TASK OBJECTIVE: Look through the data below for the line with "dynamic sanity checks", and transcribe it exactly together with each line after it up to and including the line with "(diff shortened: 2 of 2 files shown)". Give nothing else.

■ ■ ■

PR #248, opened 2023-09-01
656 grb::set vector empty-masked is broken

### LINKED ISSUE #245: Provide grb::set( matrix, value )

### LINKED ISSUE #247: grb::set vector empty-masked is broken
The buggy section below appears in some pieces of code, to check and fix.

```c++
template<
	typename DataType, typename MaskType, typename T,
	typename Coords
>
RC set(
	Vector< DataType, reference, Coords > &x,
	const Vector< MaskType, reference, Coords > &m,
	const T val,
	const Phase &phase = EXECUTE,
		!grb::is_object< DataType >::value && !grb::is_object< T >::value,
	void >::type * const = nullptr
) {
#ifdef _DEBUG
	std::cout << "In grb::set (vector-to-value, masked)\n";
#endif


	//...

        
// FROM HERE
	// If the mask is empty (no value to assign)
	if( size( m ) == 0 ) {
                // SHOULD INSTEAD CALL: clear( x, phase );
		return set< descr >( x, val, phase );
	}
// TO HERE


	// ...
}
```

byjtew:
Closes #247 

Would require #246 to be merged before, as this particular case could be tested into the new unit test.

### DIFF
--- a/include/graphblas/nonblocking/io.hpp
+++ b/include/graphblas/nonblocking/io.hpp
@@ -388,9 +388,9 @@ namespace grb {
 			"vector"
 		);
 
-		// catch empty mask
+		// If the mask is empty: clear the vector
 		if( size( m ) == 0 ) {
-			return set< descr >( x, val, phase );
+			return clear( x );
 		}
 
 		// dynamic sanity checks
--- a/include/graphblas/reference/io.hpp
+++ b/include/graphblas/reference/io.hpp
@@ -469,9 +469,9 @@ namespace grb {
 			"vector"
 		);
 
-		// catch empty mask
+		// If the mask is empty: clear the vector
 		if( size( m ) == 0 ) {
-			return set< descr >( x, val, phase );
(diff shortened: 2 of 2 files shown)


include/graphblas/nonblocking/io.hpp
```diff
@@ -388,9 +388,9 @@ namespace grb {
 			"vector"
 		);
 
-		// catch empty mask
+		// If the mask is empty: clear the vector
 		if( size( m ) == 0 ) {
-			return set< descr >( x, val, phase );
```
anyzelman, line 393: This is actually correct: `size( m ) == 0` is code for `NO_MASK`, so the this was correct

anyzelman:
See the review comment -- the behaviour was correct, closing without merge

■ ■ ■

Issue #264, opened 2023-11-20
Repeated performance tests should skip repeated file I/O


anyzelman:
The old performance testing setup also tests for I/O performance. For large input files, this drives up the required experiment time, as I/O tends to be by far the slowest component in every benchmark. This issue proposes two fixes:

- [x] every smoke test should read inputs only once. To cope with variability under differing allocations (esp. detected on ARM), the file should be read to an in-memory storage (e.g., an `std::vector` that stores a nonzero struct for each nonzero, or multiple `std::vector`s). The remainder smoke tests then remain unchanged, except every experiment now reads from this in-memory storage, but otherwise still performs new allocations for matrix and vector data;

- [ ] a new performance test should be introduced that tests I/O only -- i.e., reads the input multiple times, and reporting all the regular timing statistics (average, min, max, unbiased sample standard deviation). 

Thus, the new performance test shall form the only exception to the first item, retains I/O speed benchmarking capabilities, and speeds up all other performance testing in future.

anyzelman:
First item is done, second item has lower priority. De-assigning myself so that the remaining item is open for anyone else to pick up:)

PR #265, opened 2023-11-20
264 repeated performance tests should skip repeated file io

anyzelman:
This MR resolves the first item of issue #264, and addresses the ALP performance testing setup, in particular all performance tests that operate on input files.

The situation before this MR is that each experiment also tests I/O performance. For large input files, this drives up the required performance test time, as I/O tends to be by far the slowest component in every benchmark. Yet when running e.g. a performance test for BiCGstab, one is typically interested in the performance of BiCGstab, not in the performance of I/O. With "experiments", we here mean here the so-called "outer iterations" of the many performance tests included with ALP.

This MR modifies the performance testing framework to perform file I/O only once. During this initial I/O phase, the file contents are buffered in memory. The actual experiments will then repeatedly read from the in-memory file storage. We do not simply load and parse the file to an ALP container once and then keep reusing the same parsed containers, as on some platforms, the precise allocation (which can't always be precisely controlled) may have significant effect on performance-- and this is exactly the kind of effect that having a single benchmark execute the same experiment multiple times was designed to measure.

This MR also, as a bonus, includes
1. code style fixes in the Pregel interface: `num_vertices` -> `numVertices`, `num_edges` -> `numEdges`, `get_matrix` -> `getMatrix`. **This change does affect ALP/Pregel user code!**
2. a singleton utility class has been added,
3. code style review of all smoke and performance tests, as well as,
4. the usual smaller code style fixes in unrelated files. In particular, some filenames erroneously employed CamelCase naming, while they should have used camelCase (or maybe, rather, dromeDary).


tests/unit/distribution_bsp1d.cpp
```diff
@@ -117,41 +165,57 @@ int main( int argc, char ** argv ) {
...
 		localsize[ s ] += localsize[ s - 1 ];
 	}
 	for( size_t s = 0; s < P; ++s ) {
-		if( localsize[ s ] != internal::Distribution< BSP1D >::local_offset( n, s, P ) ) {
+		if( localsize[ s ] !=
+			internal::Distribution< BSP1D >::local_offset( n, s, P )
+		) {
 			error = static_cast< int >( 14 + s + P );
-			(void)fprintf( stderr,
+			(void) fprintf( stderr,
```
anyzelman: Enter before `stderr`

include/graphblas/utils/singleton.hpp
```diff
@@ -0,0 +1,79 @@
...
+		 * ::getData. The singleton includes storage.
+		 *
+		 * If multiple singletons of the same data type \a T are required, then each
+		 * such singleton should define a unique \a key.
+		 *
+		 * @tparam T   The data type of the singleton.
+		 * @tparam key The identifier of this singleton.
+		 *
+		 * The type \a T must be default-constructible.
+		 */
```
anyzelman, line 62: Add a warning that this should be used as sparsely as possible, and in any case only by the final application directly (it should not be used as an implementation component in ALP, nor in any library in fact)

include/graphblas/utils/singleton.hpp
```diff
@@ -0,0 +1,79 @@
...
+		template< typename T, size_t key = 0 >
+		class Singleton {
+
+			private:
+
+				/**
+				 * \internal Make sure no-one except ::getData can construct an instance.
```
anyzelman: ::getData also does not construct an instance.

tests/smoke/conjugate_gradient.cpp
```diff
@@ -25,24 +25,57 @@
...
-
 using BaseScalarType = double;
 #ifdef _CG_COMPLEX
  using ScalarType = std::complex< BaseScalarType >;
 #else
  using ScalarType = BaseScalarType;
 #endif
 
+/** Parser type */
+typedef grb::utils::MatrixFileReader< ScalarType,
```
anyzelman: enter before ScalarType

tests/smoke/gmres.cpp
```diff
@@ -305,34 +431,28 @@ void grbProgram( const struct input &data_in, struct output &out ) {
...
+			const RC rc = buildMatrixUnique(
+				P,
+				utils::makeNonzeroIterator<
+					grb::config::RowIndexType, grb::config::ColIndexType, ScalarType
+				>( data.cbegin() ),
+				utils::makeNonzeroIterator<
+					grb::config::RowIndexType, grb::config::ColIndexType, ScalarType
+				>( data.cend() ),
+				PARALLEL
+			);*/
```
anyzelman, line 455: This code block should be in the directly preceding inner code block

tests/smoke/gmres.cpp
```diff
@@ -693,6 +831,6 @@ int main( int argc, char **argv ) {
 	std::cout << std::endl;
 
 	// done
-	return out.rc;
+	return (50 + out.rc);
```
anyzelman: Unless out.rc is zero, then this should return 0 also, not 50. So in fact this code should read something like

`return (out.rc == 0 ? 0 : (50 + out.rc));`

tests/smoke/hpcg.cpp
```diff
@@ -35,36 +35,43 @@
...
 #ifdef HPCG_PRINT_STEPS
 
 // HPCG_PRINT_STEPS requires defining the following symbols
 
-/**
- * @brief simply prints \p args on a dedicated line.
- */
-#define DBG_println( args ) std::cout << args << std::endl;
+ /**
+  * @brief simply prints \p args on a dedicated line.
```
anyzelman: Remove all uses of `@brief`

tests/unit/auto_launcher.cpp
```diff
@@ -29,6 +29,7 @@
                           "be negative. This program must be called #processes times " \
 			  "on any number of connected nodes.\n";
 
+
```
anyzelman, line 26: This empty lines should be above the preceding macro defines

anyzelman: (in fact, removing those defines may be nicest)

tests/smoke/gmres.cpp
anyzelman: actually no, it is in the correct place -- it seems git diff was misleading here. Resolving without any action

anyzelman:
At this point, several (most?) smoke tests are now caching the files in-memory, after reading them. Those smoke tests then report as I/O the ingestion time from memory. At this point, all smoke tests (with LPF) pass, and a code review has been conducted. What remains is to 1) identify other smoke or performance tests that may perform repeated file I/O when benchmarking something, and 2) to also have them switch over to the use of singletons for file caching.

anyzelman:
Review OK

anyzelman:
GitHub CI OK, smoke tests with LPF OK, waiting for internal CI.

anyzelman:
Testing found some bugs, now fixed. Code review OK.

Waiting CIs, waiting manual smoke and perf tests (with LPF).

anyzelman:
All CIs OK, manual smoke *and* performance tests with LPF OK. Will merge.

■ ■ ■

EXERCISE SOLUTION:
 		// dynamic sanity checks
--- a/include/graphblas/reference/io.hpp
+++ b/include/graphblas/reference/io.hpp
@@ -469,9 +469,9 @@ namespace grb {
 			"vector"
 		);
 
-		// catch empty mask
+		// If the mask is empty: clear the vector
 		if( size( m ) == 0 ) {
-			return set< descr >( x, val, phase );
(diff shortened: 2 of 2 files shown)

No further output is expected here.